• **Task objective**
A stretch of the entries below is to be set down exactly, running from the line with "- DMS and PD" through the line with "dofinn, line 422: do", both included, and no other line.

____________

PR #222, opened 2022-04-10
OSD-10936 Use a proxy for DMS/PD comms, if configured

mrbarge:
This PR adds the ability for CAMO to configure the `http_config` section of PagerDuty and DeadMansSnitch receivers to use a cluster-wide proxy if a HTTPS Proxy is found to be configured on a cluster.

This change is needed to handle scenarios where a cluster blocks all Internet-egress traffic that does not traverse via a proxy; in these situations comms to DMS/PD will be impacted as they do not travel via the proxy by default.

An additional permission has been added to CAMO's ClusterRole to be able to read the cluster's `proxy` resource.

Tests have been updated to check and verify the presence of the proxy in the resulting configs.

This change has been successfully tested in staging to verify that
- DMS and PD comms via a proxy configured in this manner are successful
- clusters without a proxy are not impacted

Refs [OSD-10936](https://issues.redhat.com//browse/OSD-10936)

### DIFF
--- a/pkg/controller/secret/secret_controller.go
+++ b/pkg/controller/secret/secret_controller.go
@@ -321,7 +321,7 @@ func createOCMAgentReceiver(ocmAgentURL string) []*alertmanager.Receiver {
 }
 
 // createPagerdutyConfig creates an AlertManager PagerdutyConfig for PagerDuty in memory.
-func createPagerdutyConfig(pagerdutyRoutingKey, clusterID string) *alertmanager.PagerdutyConfig {
+func createPagerdutyConfig(pagerdutyRoutingKey, clusterID string, clusterProxy string) *alertmanager.PagerdutyConfig {
 	detailsMap := map[string]string{
 		"alert_name":   `{{ .CommonLabels.alertname }}`,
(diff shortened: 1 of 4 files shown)


pkg/controller/secret/secret_controller.go
```diff
@@ -410,14 +412,25 @@ func createWatchdogReceivers(watchdogURL string) []*alertmanager.Receiver {
...
 }
 
+// createHttpConfig creates a HttpConfig used for receivers that can accept that configuration
+func createHttpConfig(clusterProxy string) alertmanager.HttpConfig {
+	if clusterProxy == "" {
+		return alertmanager.HttpConfig{}
+	}
+	return alertmanager.HttpConfig{
+		ProxyURL:  clusterProxy,
+		TLSConfig: alertmanager.TLSConfig{},
```
dofinn, line 422: do we need to fetch the CA bundle for the proxy and populate it here?

mrbarge: Based on my tests so far, as long as a cluster owner follows our procedure for adding their custom CA to the system CA truststore, it automatically gets included in the AM container's trusted CA bundle and no special handling needs to happen outside of that.

mrbarge: To specifically address your question here, AlertManager has a ConfigMap `alertmanager-trusted-ca-bundle` which has the `inject-trusted-cabundle` label, therefore, when a custom CA Bundle is added to the cluster, it will automatically be added to the AlertManager CA bundle by the cluster network operator. Therefore no CA bundle should need to be specified in the AlertManager config.

PR #223, opened 2022-04-18
Correcting indentation for config portion of olm template

blrm:
The config portion of the subscription definition in the OLM template wasn't indented far enough, so that portion of the subscription was missing when deployed. Adding that indentation back so that the FEDRAMP variable is set in the subscription object.


cblecker (approved):
/lgtm
/approve

PR #225, opened 2022-05-04
adding make-it-critical PD receiver, adding rules to accomodate OSD-11298

macgregor:
- added make-it-critical receiver to override severity of alerts to critical
- added rules to make MachineWithNoRunningPhase and MachineWithoutValidNode for "master" nodes critical rather than warning

### DIFF
--- a/pkg/controller/secret/secret_controller.go
+++ b/pkg/controller/secret/secret_controller.go
@@ -155,11 +155,19 @@ func add(mgr manager.Manager, r reconcile.Reconciler) error {
 func createPagerdutyRoute(namespaceList []string) *alertmanager.Route {
 	// order matters.
 	// these are sub-routes.  if any matches it will not continue processing.
-	// 1. route anything we want to silence to "null"
-	// 2. route anything that should be a warning to "make-it-warning"
-	// 3. route anything that should be an error to "make-it-error"
-	// 4. route anything we want to go to PD
+	// 1. route anything we consider critical to "make-it-critical"
+	// 2. route anything we want to silence to "null"
+	// 3. route anything that should be a warning to "make-it-warning"
+	// 4. route anything that should be an error to "make-it-error"
+	// 5. route anything we want to go to PD
 	pagerdutySubroutes := []*alertmanager.Route{
+
+		// https://issues.redhat.com/browse/OSD-11298
+		// indications that master nodes have been terminated should be critical
+		// regex tests: https://regex101.com/r/Rn6F5A/1
+		{Receiver: receiverMakeItCritical, MatchRE: map[string]string{"name": "^.+-master-[123]$"}, Match: map[string]string{"alertname": "MachineWithoutValidNode", "namespace": "openshift-machine-api"}},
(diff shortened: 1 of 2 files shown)


pkg/controller/secret/secret_controller.go
```diff
@@ -268,6 +271,10 @@ func createPagerdutyRoute(namespaceList []string) *alertmanager.Route {
 
 		// https://issues.redhat.com/browse/OSD-10485
 		{Receiver: receiverMakeItWarning, Match: map[string]string{"alertname": "etcdHighNumberOfFailedGRPCRequests", "namespace": "openshift-etcd"}},
+
+		// https://issues.redhat.com/browse/OSD-11298
+		{Receiver: receiverMakeItCritical, MatchRE: map[string]string{"name": ".*master.*"}, Match: map[string]string{"alertname": "MachineWithoutValidNode", "namespace": "openshift-machine-api"}},
+		{Receiver: receiverMakeItCritical, MatchRE: map[string]string{"name": ".*master.*"}, Match: map[string]string{"alertname": "MachineWithNoRunningPhase", "namespace": "openshift-machine-api"}},
```
macgregor, line 277: could match more specifically if we are worried about some node names like "mastercard-worker-1":
```
.*-master-[123]
```

macgregor, line 277: I've also seen these alerts that contain a number of these alerts aggregated together ([for example](https://redhat.pagerduty.com/alerts/Q13AQ8A1QJUUK3)). I assume we dont need to worry about whatever is aggregating the alerts messing up our override route?

dofinn: +1 - lets be as precise as possible with regex. something like `.+-master-[123]` ?

dofinn: the routing implimentaiton should be still be the same.

dofinn:
looks good bar few comments - when addressed could you please validate config/alert routing with https://www.prometheus.io/webtools/alerting/routing-tree-editor/ ?

pkg/controller/secret/secret_controller.go
macgregor: changed to `^.+-master-[123]$` and added a comment with link to regex test cases: https://regex101.com/r/Rn6F5A/1

macgregor:
> looks good bar few comments - when addressed could you please validate config/alert routing with https://www.prometheus.io/webtools/alerting/routing-tree-editor/ ?

Is there a way to do this prior to deploying the operator to stage/int/local? My plan was to deploy it to stage, create a cluster, terminate a master to see if the alert fires as critical, then terminate a non-master to see if the alert fires as warning.

dofinn:
> > looks good bar few comments - when addressed could you please validate config/alert routing with https://www.prometheus.io/webtools/alerting/routing-tree-editor/ ?
> 
> Is there a way to do this prior to deploying the operator to stage/int/local? My plan was to deploy it to stage, create a cluster, terminate a master to see if the alert fires as critical, then terminate a non-master to see if the alert fires as warning.

you can create a stage cluster, set its CAMO deployment to 0 via its CSV and run the operator locally. You could then either delete a master or copy the config it produced and use the promtool on the web and assess by providing an example payload (which we have from pagerduty)

PR #232, opened 2022-07-06
fix: duplicate FluentdNodeDown route

ninabauer:
[OSD-12353](https://issues.redhat.com//browse/OSD-12353)

Logging alerts without the SRE suffix were silenced in https://github.com/openshift/configure-alertmanager-operator/pull/230

FluentdNodeDown is still alerting because it is in the config twice. This routes the second FluentdNodeDown to null as well.


fahlmant (approved):
/approve
/lgtm

PR #233, opened 2022-07-11
set InsecureSkipVerify to true

wanghaoran1988:


dofinn:
@wanghaoran1988 is there a JIRA or explanation regarding this change?

NautiluX:
@reetika-vyas this is basically reverting PR #231 please have a look when you're back.
Haoran saw cluster-ready checks fail after `InsecureSkipVerify` was set to `false`
Card for the original change was OSD-11443 although I'm not sure how the card relates to changing `insecureSkipVerify`.

PR #235, opened 2022-07-20
OSD-12234 Redact client_url for FedRAMP

mjlshen:
It contains the user-supplied cluster name, which cannot leave the boundary due to compliance reasons

### DIFF
--- a/pkg/controller/secret/secret_controller.go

____________

• **The answer**
- DMS and PD comms via a proxy configured in this manner are successful
- clusters without a proxy are not impacted

Refs [OSD-10936](https://issues.redhat.com//browse/OSD-10936)

### DIFF
--- a/pkg/controller/secret/secret_controller.go
+++ b/pkg/controller/secret/secret_controller.go
@@ -321,7 +321,7 @@ func createOCMAgentReceiver(ocmAgentURL string) []*alertmanager.Receiver {
 }
 
 // createPagerdutyConfig creates an AlertManager PagerdutyConfig for PagerDuty in memory.
-func createPagerdutyConfig(pagerdutyRoutingKey, clusterID string) *alertmanager.PagerdutyConfig {
+func createPagerdutyConfig(pagerdutyRoutingKey, clusterID string, clusterProxy string) *alertmanager.PagerdutyConfig {
 	detailsMap := map[string]string{
 		"alert_name":   `{{ .CommonLabels.alertname }}`,
(diff shortened: 1 of 4 files shown)


pkg/controller/secret/secret_controller.go
```diff
@@ -410,14 +412,25 @@ func createWatchdogReceivers(watchdogURL string) []*alertmanager.Receiver {
...
 }
 
+// createHttpConfig creates a HttpConfig used for receivers that can accept that configuration
+func createHttpConfig(clusterProxy string) alertmanager.HttpConfig {
+	if clusterProxy == "" {
+		return alertmanager.HttpConfig{}
+	}
+	return alertmanager.HttpConfig{
+		ProxyURL:  clusterProxy,
+		TLSConfig: alertmanager.TLSConfig{},
```
dofinn, line 422: do we need to fetch the CA bundle for the proxy and populate it here?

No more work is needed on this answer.